If you roll out the service that generates the config the running instance might pick up the new config, but only if it's small enough again.

This sounds more difficult to drive than it going down hard and saying why it went down.

Also, having your config generation routine fail to ship updates to prod because some pipeline "kinda guesses this might be a problem" relies on massive amounts of hindsight for a start, and presents a huge risk of config propagation stalling because some version/config mismatch between prod and the pipeline. It sounds like one of the most "can we just turn it off please" false-positive laden annoyance factories imaginable.

@EndlessMason @mttaggart Ideally, the "end of the config pipeline" is "load it into the exact code that loads it into production". The alternative is that you do the "ship the configuration" in stages, first to a small amount of production, where you're sort-of OK with things exploding (because it's limited), and only once it's good there does it get shipped to the rest.

I have most definitely worked with production systems that used this approach, but I guess they were kind of small (I don't think we ever breached north of 1.75 Mreq/s while I was working on it).

@EndlessMason @mttaggart or you could... treat it as an error instead of just crashing out?

EndlessMason Nov 19

@yaleman @mttaggart
How do you mean?

@EndlessMason @mttaggart

It had an error option in the result code, they could have just had a nice polite error instead of shitting the bed and dying?

EndlessMason Nov 27

@yaleman
Even if it politely logs "[error] isabot cant load the rules to decide if things are a bot or nah" (and it did that in the article) the next thing the service has to do is serve requests, which it can not do without the table...

It can either serve 500s until the table reloads in the background or actually be down until it restarts and loads the table successfully (CrashLoop-style).

Both play nice with health checks.

Both are still an outage.

Flounder Nov 19

@mttaggart I feel like all programming languages toe the line between being too permissive and everything breaks or too conservative and nobody uses it. For what it's worth I think rust does a good job striking this balance.

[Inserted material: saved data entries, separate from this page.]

PR #3352, opened 2026-05-05
chore(server): pin @anthropic-ai/claude-code in sidecar Dockerfile (#3330)

blamechris:
Closes #3330

## What

Pins `@anthropic-ai/claude-code` in the sidecar `Dockerfile` to an exact version via a Docker build ARG, making image builds reproducible.

## Changes

- **`packages/server/sidecar/Dockerfile`** — adds `ARG CLAUDE_CODE_VERSION=2.1.128` and uses `@anthropic-ai/claude-code@${CLAUDE_CODE_VERSION}` in the global install step
- **`packages/server/sidecar/PROTOCOL.md`** — new "claude-code Version Pinning" section documenting the ARG default, the build-time override, and the manual bump cadence

## Pinning strategy: build ARG with exact default

The `ARG` approach was chosen over a hard-coded version string because:
- It keeps the default readable at the top of the Dockerfile alongside the intent comment
- CI / release pipelines can override without editing the file: `docker build --build-arg CLAUDE_CODE_VERSION=x.y.z .`
- The default `2.1.128` matches the current `latest` tag on npm (verified at PR time)

**Bump cadence:** manual PR to update the ARG default, reviewed before landing. No automated renovation — intentional so breaking changes surface at review time.

## Test plan

- [ ] Dockerfile builds without errors: `docker build packages/server/sidecar/`
- [ ] Override works: `docker build --build-arg CLAUDE_CODE_VERSION=2.1.0 packages/server/sidecar/`
- [ ] CI passes (no Node.js source changes, no test impact)


blamechris:
## Code Review: PR #3352

### Summary

Pins \`@anthropic-ai/claude-code\` in the sidecar Dockerfile via \`ARG CLAUDE_CODE_VERSION=2.1.128\`, with a build-time override mechanism. Adds a documentation section to \`PROTOCOL.md\` explaining the pin and bump cadence. Tiny, focused scope: 2 files, 26 lines added.

### Strengths

- ARG default is correct: \`2.1.128\` is the current npm \`latest\` at PR time (confirmed via \`npm show @anthropic-ai/claude-code version\`).
- The override pattern (\`docker build --build-arg CLAUDE_CODE_VERSION=x.y.z .\`) is idiomatic Docker and will work exactly as documented.
- Comment in the Dockerfile explicitly notes the "keep in sync" intent with the rest of the server package — good signal for future maintainers.
- \`npm ci\` is already used for the sidecar's own deps, so the reproducibility story is consistent throughout the image.
- Intentional no-automation decision is documented rather than left as an unexplained omission.

### Issues Found

#### Critical (Must Fix)

None.

| \`packages/server/package.json\` | \`dependencies\` | \`@anthropic-ai/claude-code\` is not a declared dependency of the server package — it is installed globally inside the container. The Dockerfile comment says "keep it in sync with the version used by the rest of the server package", but there is no corresponding version anchor in \`packages/server/package.json\`. Consider adding a \`devDependencies\` entry (or a comment constant) so the version lives in one canonical place and the Dockerfile ARG default can reference it. | Right now the comment is aspirational; the sync is manual with no machine-readable tie. |

#### Nitpicks (Optional)

- PROTOCOL.md section header capitalises only the first word: `## claude-code Version Pinning`. The surrounding section headers use title case (`## Ping / Pong Keepalive`, `## Error Cases`). Recommend `## claude-code Version Pinning` → `## Version Pinning` or match the existing casing style consistently.
- The two-space double-indent in PROTOCOL.md code block (\`docker build --build-arg ...\`) is consistent with the rest of the file — fine as-is.

| Add Renovate/Dependabot rule to flag \`CLAUDE_CODE_VERSION\` drift automatically | [#3354](https://github.com/blamechris/chroxy/issues/3354) | Intentionally out of scope for this pin-only PR; requires Renovate \`regexManagers\` config that doesn't exist yet — separate change |

### Architecture Notes

The sidecar is a standalone package (\`chroxy-pod-agent\`) that does not share the monorepo's \`node_modules\`; \`@anthropic-ai/claude-code\` is installed globally in the image rather than as a workspace dependency. That architecture makes a single canonical version location tricky, but the Dockerfile ARG default is the next-best anchor. The suggestion above (a devDependency or comment constant in \`packages/server/package.json\`) would close the gap without changing the build model.

PROTOCOL.md is the right place for this documentation — it already covers the full operational contract for the sidecar, and version management is part of that contract. A sidecar-specific README would be redundant given the scope and detail already in PROTOCOL.md.

### Verdict

**Approve** — the pin is correct, the override mechanism works, and the documentation is clear. The "keep in sync" comment is slightly aspirational without a machine-readable anchor, but that is a follow-up concern tracked in #3354, not a blocker.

this is cloudflares fault and I really hope no one focuses their "this must never happen again" energy at Rust.

@fl0und3r 100% agreed. This is not a Rust problem and anyone who thinks Rust is supposed to prevent all programmer error misunderstands how programming works

Jippi 🇩🇰Nov 19

@mttaggart think its kinda stretching it to say it was "Buried" - it was highlighted and explained what it did and that it was the issue

Hartmut Seichter Nov 19

@mttaggart love #rust, but as with any programming language there is always an obvious and insanely practical way to shoot yourself in the foot or head or both.

@mttaggart it really was the laziest of lazy, they're literally in a function with an error return option and yolo'ing it with unwrap was sad to see. This is why the clippy lints denying usage of it (and expect) in production code are mandatory in my eyes.

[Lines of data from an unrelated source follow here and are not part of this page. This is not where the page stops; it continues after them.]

Issue #3206, opened 2026-05-03
server: first-activation prompt for skills/community/<author>/ namespace


blamechris:
## Parent epic
Part of #2959 — skills trust model.

## Scope
Skills under `skills/community/<author>/` are treated as untrusted by default. First time the user tries to activate, the dashboard prompts: "This skill came from <author>. Review and confirm to enable."

## Acceptance criteria
- [ ] Skill loader marks community-namespace skills as `trustState: 'pending'`
- [ ] Pending skills are filtered out of default-active set even if `activation: auto`
- [ ] WS message `skill_trust_request` sent to the dashboard on first activation attempt
- [ ] User confirms → `trustState: 'trusted'` recorded; subsequent activations bypass the prompt
- [ ] Tests: prompt fires first time, doesn't fire after trust granted

---
Parent epic: #2959

blamechris:
## Decomposed into 3 sub-PRs

| PR | Issue | Scope | Dependencies |
|----|-------|-------|--------------|
| A | #3296 | Loader: community-namespace detection + `trustState: 'pending'` tagging + filter + `communityTrustChecker` callback seam + `community/<author>/` walk | — |
| B | #3297 | Trust store schema migration + WS protocol (`skill_trust_request`/`grant`/`granted`) + handler + BaseSession wiring + capability advertisement | #3296 |
| C | #3298 | Dashboard: "Pending review" section + `Trust '<author>'` button + `skill_trust_request`/`granted` handlers in store | #3297 |

**Reuse decision:** new flow distinct from `skill_trust_accept` (different semantics — first-activation namespace blessing vs hash-mismatch acceptance), but shares the on-disk `skills-trust.json` file with additive migration. Author-grain trust (`Trust 'alice'` blesses all of alice's skills); per-skill grain stored too for future revocation.

**Migration risk:** legacy trust files have path-keyed records at root; new shape nests them under `skills` and adds `communityTrust` at root. `_load()` heuristically detects legacy and migrates on first flush. Existing fail-open guarantee covers corrupted files.

**CLI-only limitation:** community skills in dashboard-less sessions stay pending forever; manual workaround is editing `skills-trust.json` directly. A future `chroxy skills trust <author>` subcommand could be added — out of scope here.

blamechris:
All 3 sub-PRs merged:

| PR | Issue | Commit | What |
|----|-------|--------|------|
[...]

PR #3353, opened 2026-05-05
test(server): community-gate two-pass path coverage (#3300)

### LINKED ISSUE #3300: test(server): community-gate tests for two-pass path (maxTotalBytes)
## Context — Identified during review of PR #3299.

All 16 new community-namespace gate tests added in PR #3299 exercise only the single-pass code path (no `maxTotalBytes` opt). The two-pass cache-fast-path (lines 510–536 in `skills-loader.js`) and the two-pass cache-miss-path (lines 721–746) each contain distinct community-gate blocks that are structurally identical to the single-pass version but textually separate.

A regression in one copy would not be caught by the current test suite.

## Original Review Comment

> All 16 new tests exercise only the single-pass code path (no `maxTotalBytes` opt). The two-pass cache-fast-path and two-pass cache-miss-path each contain distinct community-gate blocks (lines 510–536 and 721–746) that are structurally identical but textually separate. A regression in one copy would not be caught by the existing test suite. Adding a few community-gate integration tests with `maxTotalBytes` set (to force the two-pass path) would verify all three implementations remain consistent.

## What to add

Add integration tests in the `community-namespace gate (#3206 PR A)` describe block that pass `maxTotalBytes` to force the two-pass `_collectCandidates` path. Minimum coverage:
- pending community skill excluded from default-active set (two-pass path)
- `trustStore.inspect()` not called for pending community skill (two-pass path)
- trusted community skill loads with `trustState: 'trusted'` (two-pass path, cache-miss)
- trusted community skill loads with `trustState: 'trusted'` (two-pass path, cache-fast-path via `parseCache` Map pre-populated)

Ref: PR #3299, part of #3206.

blamechris:
Closes #3300

## Summary

- Adds 4 integration tests to the `community-namespace gate (#3206 PR A)` describe block in `skills-loader.test.js`
- All 4 tests pass `maxTotalBytes: 1024 * 1024` to force the two-pass `_collectCandidates` code path
- Covers both the cache-fast-path (lines 510–536) and the cache-miss-path (lines 721–746) community-gate blocks, which were previously untested

## Tests added

1. **Pending skill excluded from default-active set** — two-pass path
2. **`trustStore.inspect()` not called for pending skills** — two-pass path
3. **Trusted skill loads with `trustState: 'trusted'`** — two-pass cache-miss path (no `parseCache` supplied)
4. **Trusted skill loads with `trustState: 'trusted'`** — two-pass cache-fast-path (pre-populated `parseCache` Map)

## Test plan

- All 4 new tests pass: `node --test --test-name-pattern "two-pass path" packages/server/tests/skills-loader.test.js`
- All pre-existing failures confirmed pre-existing on base branch (unrelated to this change)


blamechris:
## Code Review: PR #3353

### Summary

Adds 4 integration tests to the `community-namespace gate (#3206 PR A)` describe block covering the two-pass `_collectCandidates` path (activated by `maxTotalBytes`). Tests mirror existing single-pass community-gate tests and directly target the two structurally-separate gate copies at lines 510–536 (cache-fast-path) and 721–746 (cache-miss-path).

### Strengths

- `maxTotalBytes: 1024 * 1024` is the correct activation signal — `tierBudget` is set to a non-null value only when `Number.isFinite(opts.maxTotalBytes) && opts.maxTotalBytes > 0` (line 361), so these tests are guaranteed to enter the two-pass branch at line 449 and never fall through to the single-pass path at line 797.
- Tests 3 and 4 assert all five observable fields (`name`, `active`, `trustState`, `communityAuthor`, `inspectCallCount`), which is specific enough to catch the most likely regression forms.
- The cache warm-up strategy in test 4 is correct: a first call with `parseCache: warmCache` populates the map via the cache-miss path's `parseCache.set()` at line 699; the second call with the same `Map` triggers `cacheHit` in `_collectCandidates` (line 1355) and the `cachedFrontmatter` branch in pass 2 (line 488). The path is actually exercised.
- Test isolation is sound: `communityDir` is a fresh `mkdtempSync` per test via `beforeEach`; no shared cache state leaks between tests.
- Style conforms to project conventions: no semicolons, single quotes, plain JS.

### Issues Found

#### Critical (Must Fix)

None.

| `skills-loader.test.js` | test 2 (inspect-not-called) | Also assert the returned pending skill shape when `includeInactive:true` | Test 2 exercises the `includeInactive:true` pending branch (lines 526–533 / 737–744) but only checks `inspectCallCount`. A regression that silently drops the pending entry instead of pushing it would pass undetected. Adding `assert.equal(skills.length, 1); assert.equal(skills[0].trustState, 'pending')` closes the gap. |

#### Nitpicks (Optional)

- Test 1 only asserts `skills.length === 0`. Functionally equivalent to the single-pass mirror test so consistent, but adding `assert.equal(skills.length, 0, '...')` is already there (message is present). No change needed.
- The comment block correctly references lines 510–536 and 721–746 — these are accurate against the current source.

Also https://nounwrap.yaleman.org for why I think unwrap should be removed and leave expect for when you really want to panic your code 😃

No Unwrap! - Use expect() Instead

@yaleman Ehh, I think both have their place. I sometimes really want the traceback from unwrap() more than the business logic.

@mttaggart which you can get with RUST_BACKTRACE=1 🤷

Tim van der Lippe Nov 20

@mttaggart we ran into the same issue with @servo where many panics are because of unwrap. We now have an effort to reduce these: https://github.com/servo/servo/issues/40744

Servo should use `unwrap()` less · Issue #40744 · servo/servo

We should gradually phase out our use of unwrap() for graceful error handling or expect(). expect() should only be used for cases where an internal invariant has been violated. All values that go t...

GitHub

gunstick Nov 20

@mttaggart idea for rust environments: a feature one can enable telling that it's in production. Then the program should drop warnings about all the unsafe parts.